:: Data for this exercise ::
:::

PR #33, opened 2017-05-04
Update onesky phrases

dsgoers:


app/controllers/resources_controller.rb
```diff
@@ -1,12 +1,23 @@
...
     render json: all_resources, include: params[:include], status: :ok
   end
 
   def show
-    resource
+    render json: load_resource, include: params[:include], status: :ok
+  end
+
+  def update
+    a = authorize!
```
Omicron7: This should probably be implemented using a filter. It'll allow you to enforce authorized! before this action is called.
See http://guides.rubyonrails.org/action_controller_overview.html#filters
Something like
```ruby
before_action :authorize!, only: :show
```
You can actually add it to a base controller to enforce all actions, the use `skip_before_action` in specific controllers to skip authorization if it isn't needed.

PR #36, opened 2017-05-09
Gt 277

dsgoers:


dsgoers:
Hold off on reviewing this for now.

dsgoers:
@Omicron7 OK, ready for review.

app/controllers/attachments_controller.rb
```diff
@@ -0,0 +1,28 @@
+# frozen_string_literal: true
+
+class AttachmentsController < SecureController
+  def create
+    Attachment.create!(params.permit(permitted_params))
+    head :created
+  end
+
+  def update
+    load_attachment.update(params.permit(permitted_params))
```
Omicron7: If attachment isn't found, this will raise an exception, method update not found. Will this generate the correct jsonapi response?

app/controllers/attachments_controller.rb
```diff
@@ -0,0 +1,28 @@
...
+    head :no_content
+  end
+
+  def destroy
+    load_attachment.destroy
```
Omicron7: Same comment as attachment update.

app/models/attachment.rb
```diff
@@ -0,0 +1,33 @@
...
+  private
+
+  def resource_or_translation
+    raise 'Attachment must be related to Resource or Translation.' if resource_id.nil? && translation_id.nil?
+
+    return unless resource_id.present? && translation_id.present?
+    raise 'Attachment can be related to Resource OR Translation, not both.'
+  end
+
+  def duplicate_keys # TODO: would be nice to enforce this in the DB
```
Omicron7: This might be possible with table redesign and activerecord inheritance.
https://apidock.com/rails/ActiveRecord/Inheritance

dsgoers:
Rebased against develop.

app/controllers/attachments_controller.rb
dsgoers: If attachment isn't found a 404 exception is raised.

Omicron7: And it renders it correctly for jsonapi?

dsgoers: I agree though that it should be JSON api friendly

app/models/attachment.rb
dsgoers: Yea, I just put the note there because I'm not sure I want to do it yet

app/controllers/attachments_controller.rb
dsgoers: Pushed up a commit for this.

:::

Please report the number of lines in the listing that include "enforce", and add nothing to it.

:: Output of the exercise ::
3